Selection of CR Architecture and Excipients

The information in the section - Examples of Modified Release of Amorphous Dispersions - summarizes multiple approaches to integrating a solubilized intermediate into a CR dosage form. Of these options, the erodible matrix tablets may be the most appropriate for early phase design work for the following reasons:

  • Matrix formulations can be pressed into tablets or mini tablets with small amounts of ASD (and API) available during early phase design work with,h flexible dosing options for pre-clinical in vivo work.
  • These architectures can be formulated with polymers with a wide variety of physical properties, such that tuning can be co-optimized with the ASD formulation to produce the desired release profile and meet specifications for performance, stability, and manufacturability.
  • The control of the release trigger is focused on time, which is a relatively straightforward variable to test and optimize through in vitro experimentation.
  • Process equipment for manufacturing matrix tablets is ubiquitous, keeping development costs low.

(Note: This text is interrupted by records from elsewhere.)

PR #274, opened 2020-07-21
[Typography] Add focus styling to Link styles

michaeljaltamirano:
### What and Why

1. Adds focus styling to `TYPOGRAPHY_STYLE.link`

Holding off on review because this is perhaps best paired with the [`focus-visible polyfill`](https://github.com/WICG/focus-visible)

### Other

The next `radiance-ui` release that has this in it will need to be a v10 due to removing the deprecating `TYPOGRAPHY` properties. I checked and we do not currently use it, and the TODO was related to v2, so I'm finally getting rid of it.

### DIFF
--- a/package.json
+++ b/package.json
@@ -80,6 +80,7 @@
     "@svgr/webpack": "^4.0.2",
     "@types/enzyme": "^3.10.3",
     "@types/jest": "^24.0.20",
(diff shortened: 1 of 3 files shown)


michaeljaltamirano:
Closing in favor of #778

Based on the number and types of matrix materials that are precedented and available to co-formulate with an ASD, we categorize the formulation space into three main areas for release:

  1. Eroding matrix – Considered a more standard matrix tablet approach that utilizes water swelling and soluble materials. In this architecture, a high concentration of enteric ASD inhibits dissolution in the swelling layer. Release is primarily via erosion and depends on polymer chemistry, matrix viscosity during wetting, and the surface area of the dosage form. Typical matrix polymers include high molecular weight grades of HPMC, polyethylene oxide (PEO), and polyacrylic acid (PAA).
  2. Insoluble hydrophobic matrix – In this formulation approach, ASDs are compressed within an insoluble, hydrophobic polymer where they are not accessible to the media for release. Water-soluble pores form by inclusion of hydrophilic or amphiphilic excipients in the formulation. During dissolution, the drug releases into the pores and is then able to escape the matrix into the lumen. This limits the water in the ASD, which can cause plasticization and instability over time, but careful formulation is required to avoid some of the ASD not being released. Porosity, drug solubility, and diffusion length/tortuosity control the release. Commonly used matrix materials for this architecture are EC and hard waxes. Pore formers include poly(ethylene oxide) (PEO), surfactants, and amphiphilic copolymers.
  3. Insoluble semi-swelling matrix – This represents somewhat of a hybrid approach where the core becomes swollen with water, but erosion is much slower, and release is predominantly controlled by the partition coefficient between the swollen matrix and the dissolution media (or lumen of the intestine). Matrix polymers for this approach include EC/HPMC blends, Eudragit RL/RS, and polyvinyl acetate.
Figure 3. Conceptual illustrations for three amorphous solid 
dispersions in a matrix, highlighting release mechanisms based 
on the matrix polymer composition/properties. Circles in each 
inset schematic represent ASD particles, while the blue lines 
represent water-soluble pore former.

The flexibility and tunability of these mechanisms for formulation and release enable formulators to match ASD properties and the target product profile to minimize overall program risk. This, in conjunction with the ability to screen these formulations with small amounts of material, makes this approach ideal for early-stage design of commercially relevant formulations.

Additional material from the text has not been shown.